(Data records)
=== Begin Enclosure ===

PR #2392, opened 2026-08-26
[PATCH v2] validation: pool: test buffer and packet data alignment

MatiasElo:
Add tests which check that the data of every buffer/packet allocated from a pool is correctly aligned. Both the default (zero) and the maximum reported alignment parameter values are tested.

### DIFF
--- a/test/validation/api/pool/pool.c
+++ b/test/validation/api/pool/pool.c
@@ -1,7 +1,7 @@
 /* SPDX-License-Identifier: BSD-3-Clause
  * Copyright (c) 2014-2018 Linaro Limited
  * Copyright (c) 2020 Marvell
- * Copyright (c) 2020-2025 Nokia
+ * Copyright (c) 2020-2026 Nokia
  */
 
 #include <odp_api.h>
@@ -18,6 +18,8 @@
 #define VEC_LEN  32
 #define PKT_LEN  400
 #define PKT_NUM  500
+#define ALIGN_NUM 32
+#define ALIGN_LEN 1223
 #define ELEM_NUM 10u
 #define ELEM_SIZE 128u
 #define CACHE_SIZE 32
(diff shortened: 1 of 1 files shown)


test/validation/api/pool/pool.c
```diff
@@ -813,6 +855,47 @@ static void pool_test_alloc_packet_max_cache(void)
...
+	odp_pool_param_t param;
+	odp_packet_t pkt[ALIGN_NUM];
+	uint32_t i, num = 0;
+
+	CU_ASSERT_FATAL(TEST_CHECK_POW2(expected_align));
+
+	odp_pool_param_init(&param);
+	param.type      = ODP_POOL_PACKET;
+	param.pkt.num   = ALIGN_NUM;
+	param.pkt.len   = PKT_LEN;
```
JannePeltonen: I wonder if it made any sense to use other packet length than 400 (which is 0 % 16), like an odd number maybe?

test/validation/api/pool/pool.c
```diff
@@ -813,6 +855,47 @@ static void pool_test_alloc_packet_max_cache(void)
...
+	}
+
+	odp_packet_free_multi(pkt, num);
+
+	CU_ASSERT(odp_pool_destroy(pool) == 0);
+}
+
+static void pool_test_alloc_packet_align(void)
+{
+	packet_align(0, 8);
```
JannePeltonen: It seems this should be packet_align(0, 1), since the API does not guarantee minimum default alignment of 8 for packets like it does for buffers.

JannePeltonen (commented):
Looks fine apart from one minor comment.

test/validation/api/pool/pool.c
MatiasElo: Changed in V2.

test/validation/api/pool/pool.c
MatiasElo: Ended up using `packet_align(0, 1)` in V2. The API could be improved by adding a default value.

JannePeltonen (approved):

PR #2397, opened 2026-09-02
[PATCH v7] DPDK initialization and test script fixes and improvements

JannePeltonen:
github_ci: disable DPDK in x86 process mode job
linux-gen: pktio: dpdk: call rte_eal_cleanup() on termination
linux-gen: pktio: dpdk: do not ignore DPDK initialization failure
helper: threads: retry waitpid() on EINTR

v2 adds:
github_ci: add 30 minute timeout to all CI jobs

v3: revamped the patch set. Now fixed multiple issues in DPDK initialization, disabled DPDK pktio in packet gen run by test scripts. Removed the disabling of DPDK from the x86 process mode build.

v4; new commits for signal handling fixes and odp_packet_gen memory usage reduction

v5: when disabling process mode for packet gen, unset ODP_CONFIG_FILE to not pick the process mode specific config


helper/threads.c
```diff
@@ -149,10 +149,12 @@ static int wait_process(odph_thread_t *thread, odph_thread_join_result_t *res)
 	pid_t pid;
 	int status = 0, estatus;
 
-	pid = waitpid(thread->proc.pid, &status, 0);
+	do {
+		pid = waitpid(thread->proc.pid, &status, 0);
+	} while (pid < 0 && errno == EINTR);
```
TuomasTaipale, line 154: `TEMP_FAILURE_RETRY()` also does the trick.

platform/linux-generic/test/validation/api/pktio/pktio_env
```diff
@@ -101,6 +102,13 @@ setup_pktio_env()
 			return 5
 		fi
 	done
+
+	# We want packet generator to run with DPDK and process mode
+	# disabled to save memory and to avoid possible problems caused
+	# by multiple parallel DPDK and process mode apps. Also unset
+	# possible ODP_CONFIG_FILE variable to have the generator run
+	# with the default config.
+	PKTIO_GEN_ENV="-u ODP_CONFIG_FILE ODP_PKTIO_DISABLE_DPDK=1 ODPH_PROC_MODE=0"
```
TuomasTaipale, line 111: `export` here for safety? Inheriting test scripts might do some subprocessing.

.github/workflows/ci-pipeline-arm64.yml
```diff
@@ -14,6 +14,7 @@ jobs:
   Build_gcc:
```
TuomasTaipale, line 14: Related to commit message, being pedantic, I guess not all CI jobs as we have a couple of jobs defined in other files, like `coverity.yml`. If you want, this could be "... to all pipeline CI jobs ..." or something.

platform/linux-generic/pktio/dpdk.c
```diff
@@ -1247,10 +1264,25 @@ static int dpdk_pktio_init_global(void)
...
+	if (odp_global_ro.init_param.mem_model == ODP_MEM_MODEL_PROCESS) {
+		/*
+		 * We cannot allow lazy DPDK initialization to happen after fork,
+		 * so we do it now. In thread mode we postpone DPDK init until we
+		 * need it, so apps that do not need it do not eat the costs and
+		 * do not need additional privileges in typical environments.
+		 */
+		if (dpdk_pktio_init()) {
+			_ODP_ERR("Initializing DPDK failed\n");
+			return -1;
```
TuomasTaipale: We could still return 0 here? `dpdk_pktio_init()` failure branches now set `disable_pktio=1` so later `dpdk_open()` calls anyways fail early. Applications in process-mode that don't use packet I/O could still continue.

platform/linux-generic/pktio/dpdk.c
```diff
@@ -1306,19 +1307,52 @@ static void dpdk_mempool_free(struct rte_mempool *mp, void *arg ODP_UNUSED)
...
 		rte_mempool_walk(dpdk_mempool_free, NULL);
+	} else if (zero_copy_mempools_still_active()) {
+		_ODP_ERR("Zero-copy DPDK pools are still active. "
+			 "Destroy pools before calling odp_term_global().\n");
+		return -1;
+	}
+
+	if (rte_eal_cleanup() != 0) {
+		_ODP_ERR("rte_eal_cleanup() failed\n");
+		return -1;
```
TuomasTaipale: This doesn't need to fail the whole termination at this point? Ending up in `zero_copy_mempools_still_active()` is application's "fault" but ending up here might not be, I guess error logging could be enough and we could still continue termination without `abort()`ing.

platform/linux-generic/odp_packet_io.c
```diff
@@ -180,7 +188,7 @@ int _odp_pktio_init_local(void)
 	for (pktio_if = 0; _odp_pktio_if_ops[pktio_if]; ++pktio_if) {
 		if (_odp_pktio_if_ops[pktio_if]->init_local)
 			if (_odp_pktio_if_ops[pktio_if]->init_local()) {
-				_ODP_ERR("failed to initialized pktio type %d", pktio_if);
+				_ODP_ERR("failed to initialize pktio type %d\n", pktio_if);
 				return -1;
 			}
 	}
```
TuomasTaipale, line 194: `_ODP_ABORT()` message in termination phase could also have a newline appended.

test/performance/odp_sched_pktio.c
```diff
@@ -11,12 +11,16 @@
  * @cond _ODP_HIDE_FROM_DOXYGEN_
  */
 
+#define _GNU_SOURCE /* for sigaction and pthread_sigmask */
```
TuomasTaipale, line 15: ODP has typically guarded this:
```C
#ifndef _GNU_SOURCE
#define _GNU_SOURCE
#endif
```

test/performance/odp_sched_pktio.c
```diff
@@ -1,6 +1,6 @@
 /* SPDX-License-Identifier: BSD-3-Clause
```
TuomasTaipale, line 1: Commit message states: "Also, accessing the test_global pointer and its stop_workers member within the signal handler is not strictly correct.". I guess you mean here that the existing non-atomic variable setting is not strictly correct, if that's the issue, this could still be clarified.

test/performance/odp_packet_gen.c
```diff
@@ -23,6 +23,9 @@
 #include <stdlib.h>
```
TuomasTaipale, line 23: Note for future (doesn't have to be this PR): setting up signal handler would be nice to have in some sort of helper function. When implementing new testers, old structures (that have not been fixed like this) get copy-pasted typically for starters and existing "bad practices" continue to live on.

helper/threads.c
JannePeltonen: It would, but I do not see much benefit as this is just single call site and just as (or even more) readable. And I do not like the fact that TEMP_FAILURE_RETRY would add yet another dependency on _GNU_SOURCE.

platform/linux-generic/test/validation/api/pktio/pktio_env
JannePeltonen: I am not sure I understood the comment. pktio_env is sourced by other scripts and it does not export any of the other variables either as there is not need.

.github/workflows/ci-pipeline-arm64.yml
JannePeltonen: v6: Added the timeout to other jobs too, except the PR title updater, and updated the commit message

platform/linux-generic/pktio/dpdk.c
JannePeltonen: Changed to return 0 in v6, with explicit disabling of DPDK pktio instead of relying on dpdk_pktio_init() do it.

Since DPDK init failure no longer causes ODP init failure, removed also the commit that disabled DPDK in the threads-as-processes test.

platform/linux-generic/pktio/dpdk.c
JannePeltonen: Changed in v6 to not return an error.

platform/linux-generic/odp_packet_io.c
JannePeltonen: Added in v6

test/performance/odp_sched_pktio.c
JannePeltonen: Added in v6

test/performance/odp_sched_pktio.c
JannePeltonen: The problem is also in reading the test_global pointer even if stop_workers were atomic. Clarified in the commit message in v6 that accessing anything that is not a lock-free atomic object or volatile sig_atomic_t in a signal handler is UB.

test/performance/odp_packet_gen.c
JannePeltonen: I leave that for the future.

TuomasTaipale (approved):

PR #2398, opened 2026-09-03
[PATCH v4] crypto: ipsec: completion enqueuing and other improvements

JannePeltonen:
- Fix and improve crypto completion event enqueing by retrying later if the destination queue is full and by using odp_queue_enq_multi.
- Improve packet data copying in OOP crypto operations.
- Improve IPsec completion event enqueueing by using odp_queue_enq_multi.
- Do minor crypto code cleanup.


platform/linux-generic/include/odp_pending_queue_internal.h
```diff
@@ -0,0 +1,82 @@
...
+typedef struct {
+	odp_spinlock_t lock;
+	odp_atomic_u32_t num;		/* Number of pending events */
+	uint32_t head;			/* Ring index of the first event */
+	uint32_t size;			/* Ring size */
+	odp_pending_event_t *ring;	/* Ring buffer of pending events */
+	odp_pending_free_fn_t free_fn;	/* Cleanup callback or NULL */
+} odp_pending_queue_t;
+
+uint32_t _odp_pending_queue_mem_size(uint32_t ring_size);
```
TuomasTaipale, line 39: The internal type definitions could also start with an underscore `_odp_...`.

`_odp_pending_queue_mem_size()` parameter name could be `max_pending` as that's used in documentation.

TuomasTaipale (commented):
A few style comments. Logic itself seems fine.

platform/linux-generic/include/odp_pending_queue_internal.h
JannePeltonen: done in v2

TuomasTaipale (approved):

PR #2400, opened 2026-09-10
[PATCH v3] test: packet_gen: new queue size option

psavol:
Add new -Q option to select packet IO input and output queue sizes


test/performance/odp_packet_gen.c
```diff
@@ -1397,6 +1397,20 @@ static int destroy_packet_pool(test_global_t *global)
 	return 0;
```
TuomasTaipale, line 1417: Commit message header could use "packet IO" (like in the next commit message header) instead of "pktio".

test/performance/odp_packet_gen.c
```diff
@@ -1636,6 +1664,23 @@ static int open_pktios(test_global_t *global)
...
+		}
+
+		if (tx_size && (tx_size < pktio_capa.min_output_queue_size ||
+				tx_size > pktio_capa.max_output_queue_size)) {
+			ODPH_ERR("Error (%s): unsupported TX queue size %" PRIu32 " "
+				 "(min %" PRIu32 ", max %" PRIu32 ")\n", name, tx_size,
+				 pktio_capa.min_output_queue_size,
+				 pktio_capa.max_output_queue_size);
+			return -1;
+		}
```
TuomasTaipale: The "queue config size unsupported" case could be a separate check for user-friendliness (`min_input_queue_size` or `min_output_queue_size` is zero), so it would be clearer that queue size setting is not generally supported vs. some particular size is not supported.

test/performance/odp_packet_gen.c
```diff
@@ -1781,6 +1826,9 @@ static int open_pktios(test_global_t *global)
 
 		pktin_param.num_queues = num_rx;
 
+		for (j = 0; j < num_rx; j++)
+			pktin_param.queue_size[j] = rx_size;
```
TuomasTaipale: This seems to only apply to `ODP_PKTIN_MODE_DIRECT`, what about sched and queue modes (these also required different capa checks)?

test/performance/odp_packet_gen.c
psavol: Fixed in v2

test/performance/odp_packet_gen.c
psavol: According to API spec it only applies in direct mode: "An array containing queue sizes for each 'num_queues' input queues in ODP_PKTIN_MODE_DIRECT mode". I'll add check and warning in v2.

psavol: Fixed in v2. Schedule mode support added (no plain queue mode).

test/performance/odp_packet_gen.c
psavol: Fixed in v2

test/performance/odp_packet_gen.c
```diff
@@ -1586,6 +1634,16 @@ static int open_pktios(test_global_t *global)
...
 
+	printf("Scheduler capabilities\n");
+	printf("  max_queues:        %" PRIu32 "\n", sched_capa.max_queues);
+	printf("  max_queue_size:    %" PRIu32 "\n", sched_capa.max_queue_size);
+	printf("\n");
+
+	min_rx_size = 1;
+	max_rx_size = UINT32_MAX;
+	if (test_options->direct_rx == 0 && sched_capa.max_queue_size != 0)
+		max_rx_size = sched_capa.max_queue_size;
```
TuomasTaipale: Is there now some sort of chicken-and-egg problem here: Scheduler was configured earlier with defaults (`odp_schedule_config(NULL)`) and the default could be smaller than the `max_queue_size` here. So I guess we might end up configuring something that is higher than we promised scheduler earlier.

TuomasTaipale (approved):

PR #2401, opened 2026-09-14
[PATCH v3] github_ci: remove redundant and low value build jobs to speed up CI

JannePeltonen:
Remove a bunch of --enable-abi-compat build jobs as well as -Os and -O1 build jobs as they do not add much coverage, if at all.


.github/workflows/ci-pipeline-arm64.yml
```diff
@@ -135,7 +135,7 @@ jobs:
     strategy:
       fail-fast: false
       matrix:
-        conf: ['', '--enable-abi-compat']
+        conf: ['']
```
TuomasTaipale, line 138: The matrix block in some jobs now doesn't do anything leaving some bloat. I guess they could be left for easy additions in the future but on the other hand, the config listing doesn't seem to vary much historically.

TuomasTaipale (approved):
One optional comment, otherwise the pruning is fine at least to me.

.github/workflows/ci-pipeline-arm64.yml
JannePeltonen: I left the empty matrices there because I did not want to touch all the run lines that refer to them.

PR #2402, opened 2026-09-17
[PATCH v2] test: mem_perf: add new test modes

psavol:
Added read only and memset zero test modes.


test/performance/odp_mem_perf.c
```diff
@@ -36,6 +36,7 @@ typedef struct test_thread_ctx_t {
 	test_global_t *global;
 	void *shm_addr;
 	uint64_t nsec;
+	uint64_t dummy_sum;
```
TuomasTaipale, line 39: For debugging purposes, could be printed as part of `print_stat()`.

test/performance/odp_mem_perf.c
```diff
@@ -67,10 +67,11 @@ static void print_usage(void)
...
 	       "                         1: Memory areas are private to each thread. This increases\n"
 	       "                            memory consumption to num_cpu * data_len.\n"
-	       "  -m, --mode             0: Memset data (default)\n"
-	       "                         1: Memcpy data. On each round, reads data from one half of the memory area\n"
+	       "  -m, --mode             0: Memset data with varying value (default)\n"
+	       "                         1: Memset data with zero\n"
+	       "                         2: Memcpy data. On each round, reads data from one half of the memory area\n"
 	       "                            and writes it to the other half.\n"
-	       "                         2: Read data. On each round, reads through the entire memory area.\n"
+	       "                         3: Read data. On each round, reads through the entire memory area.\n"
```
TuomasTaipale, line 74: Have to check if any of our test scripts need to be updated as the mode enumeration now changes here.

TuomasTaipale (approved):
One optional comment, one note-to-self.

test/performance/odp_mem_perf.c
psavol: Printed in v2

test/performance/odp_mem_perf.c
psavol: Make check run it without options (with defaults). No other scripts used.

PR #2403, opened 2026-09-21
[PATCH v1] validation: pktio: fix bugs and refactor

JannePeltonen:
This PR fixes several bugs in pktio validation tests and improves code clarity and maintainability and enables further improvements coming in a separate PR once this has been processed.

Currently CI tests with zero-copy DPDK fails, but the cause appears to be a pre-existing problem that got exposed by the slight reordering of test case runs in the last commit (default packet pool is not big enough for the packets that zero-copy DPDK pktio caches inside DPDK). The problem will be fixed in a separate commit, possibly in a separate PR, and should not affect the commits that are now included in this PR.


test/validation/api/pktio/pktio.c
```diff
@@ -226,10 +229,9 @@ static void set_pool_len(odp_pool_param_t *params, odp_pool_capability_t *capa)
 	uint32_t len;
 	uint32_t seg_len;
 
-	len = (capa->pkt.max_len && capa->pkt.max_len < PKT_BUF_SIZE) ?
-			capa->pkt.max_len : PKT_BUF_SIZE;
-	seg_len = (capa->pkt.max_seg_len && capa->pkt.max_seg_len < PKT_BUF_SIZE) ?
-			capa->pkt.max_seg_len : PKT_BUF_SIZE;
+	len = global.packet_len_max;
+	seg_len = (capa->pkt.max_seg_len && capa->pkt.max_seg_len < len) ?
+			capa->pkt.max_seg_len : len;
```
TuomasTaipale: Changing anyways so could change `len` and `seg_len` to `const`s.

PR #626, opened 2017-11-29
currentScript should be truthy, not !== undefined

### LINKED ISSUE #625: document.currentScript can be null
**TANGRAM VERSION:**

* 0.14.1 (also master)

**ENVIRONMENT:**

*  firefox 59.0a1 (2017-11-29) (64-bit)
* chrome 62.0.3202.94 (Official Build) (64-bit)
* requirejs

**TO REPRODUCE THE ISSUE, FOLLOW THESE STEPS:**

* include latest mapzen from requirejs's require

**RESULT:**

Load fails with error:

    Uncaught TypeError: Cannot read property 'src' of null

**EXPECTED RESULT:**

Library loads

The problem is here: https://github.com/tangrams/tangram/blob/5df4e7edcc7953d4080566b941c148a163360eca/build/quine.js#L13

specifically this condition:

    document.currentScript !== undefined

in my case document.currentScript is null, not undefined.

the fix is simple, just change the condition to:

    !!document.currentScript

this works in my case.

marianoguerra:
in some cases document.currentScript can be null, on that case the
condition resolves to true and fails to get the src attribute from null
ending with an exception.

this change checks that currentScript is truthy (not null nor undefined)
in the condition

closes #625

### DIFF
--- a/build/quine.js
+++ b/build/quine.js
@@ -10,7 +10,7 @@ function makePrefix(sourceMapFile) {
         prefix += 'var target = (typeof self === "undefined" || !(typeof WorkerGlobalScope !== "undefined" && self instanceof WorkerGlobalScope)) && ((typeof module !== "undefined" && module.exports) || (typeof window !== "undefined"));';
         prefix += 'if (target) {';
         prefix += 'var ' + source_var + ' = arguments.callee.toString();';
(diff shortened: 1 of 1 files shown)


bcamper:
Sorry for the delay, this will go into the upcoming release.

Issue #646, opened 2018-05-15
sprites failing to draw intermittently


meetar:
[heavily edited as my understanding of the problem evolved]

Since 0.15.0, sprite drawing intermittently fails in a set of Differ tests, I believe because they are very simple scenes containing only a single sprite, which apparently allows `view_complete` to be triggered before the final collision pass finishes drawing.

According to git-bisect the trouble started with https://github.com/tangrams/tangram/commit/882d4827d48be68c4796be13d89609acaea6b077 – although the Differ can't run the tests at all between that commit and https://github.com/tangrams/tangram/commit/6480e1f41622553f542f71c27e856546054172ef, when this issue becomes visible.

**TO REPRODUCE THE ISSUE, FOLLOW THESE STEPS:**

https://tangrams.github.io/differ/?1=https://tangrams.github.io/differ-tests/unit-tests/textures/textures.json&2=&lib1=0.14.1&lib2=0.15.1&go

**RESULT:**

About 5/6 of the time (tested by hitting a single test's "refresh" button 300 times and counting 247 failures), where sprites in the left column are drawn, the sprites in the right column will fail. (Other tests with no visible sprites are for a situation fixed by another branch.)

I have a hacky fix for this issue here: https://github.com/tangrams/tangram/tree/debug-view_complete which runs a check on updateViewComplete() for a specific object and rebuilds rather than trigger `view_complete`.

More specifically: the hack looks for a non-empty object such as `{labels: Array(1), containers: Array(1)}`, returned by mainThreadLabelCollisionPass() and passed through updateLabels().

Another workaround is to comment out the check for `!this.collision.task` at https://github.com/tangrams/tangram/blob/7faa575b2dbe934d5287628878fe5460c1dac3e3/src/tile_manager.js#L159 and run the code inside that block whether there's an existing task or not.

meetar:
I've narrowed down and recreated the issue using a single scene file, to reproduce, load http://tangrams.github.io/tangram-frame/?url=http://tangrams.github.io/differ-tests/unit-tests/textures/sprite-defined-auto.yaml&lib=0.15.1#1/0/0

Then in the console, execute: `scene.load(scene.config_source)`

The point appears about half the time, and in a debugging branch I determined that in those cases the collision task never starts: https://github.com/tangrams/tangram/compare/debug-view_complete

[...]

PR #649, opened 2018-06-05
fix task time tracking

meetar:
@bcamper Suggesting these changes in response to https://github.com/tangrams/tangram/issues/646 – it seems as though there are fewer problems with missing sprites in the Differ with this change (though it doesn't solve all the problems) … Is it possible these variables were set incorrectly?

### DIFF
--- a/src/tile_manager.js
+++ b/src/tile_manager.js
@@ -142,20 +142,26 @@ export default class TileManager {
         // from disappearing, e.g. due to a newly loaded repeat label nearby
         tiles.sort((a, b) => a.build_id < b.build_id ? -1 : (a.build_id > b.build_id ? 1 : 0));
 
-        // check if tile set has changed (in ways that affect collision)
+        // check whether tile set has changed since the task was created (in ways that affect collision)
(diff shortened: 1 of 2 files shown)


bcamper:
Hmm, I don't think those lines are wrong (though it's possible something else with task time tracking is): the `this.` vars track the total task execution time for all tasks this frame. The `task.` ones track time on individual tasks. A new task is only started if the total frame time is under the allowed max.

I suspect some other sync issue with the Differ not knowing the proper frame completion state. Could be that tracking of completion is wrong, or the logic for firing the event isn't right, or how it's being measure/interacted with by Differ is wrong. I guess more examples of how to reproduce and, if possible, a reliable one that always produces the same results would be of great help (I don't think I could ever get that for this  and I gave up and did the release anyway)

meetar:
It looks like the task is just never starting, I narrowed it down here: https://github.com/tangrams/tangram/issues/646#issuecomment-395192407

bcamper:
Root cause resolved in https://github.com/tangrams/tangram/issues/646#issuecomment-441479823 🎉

=== End Enclosure ===

Assignment: What lines in the data hold the word "requirejs"? Return them.

Result for this task:
* requirejs
* include latest mapzen from requirejs's require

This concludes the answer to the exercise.